Only one stretch of the data below is needed. Output the lines from the one with "min: 60, //" up to and including the one with "--- a/src/libs/runtime-utils.js", exactly as they stand.

Top of Source information

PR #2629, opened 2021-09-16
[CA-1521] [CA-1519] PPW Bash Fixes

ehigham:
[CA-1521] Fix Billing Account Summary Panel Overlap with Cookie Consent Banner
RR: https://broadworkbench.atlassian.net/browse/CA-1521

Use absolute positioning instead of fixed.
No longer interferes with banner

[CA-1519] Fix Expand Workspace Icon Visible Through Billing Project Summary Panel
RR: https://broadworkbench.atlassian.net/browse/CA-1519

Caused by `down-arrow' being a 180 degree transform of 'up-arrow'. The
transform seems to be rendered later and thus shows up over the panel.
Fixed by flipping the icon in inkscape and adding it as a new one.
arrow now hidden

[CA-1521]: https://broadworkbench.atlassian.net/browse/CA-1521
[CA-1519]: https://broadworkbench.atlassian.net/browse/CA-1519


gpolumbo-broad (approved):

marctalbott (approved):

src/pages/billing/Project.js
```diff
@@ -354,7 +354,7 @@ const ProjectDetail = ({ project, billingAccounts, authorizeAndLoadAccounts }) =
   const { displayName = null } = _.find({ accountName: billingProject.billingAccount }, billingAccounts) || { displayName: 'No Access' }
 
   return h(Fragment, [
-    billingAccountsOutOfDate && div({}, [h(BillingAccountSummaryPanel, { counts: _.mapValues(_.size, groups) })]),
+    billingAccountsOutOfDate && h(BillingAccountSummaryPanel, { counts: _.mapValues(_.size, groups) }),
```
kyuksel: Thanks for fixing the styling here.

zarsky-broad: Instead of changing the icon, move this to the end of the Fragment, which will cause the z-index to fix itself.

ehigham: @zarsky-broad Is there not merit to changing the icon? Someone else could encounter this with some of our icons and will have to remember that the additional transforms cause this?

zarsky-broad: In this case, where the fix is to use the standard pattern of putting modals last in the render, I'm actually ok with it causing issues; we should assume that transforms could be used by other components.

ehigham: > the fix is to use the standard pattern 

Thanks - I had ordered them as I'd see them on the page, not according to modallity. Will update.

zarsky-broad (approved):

Bottom of Source information
Top of Source information

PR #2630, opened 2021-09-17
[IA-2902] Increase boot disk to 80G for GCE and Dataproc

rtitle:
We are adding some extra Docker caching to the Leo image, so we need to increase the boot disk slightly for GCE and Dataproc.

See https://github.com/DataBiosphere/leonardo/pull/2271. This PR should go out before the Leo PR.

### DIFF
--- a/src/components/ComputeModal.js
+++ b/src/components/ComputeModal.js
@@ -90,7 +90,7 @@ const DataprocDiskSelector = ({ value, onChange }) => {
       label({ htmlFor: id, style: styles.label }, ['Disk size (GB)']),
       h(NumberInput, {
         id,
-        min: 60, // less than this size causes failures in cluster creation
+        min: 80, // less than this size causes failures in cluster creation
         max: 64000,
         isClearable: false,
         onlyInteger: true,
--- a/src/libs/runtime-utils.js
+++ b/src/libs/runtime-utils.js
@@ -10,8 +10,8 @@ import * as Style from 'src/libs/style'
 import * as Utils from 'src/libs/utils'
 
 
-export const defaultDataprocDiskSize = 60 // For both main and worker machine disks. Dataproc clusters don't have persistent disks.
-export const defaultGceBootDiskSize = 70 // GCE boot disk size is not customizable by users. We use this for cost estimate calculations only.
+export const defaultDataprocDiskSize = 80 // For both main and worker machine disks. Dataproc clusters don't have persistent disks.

Bottom of Source information
Top of Source information

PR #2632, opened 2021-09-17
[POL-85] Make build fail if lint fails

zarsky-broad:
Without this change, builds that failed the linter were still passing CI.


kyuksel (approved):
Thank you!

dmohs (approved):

Bottom of Source information

Reply to the exercise:
-        min: 60, // less than this size causes failures in cluster creation
+        min: 80, // less than this size causes failures in cluster creation
         max: 64000,
         isClearable: false,
         onlyInteger: true,
--- a/src/libs/runtime-utils.js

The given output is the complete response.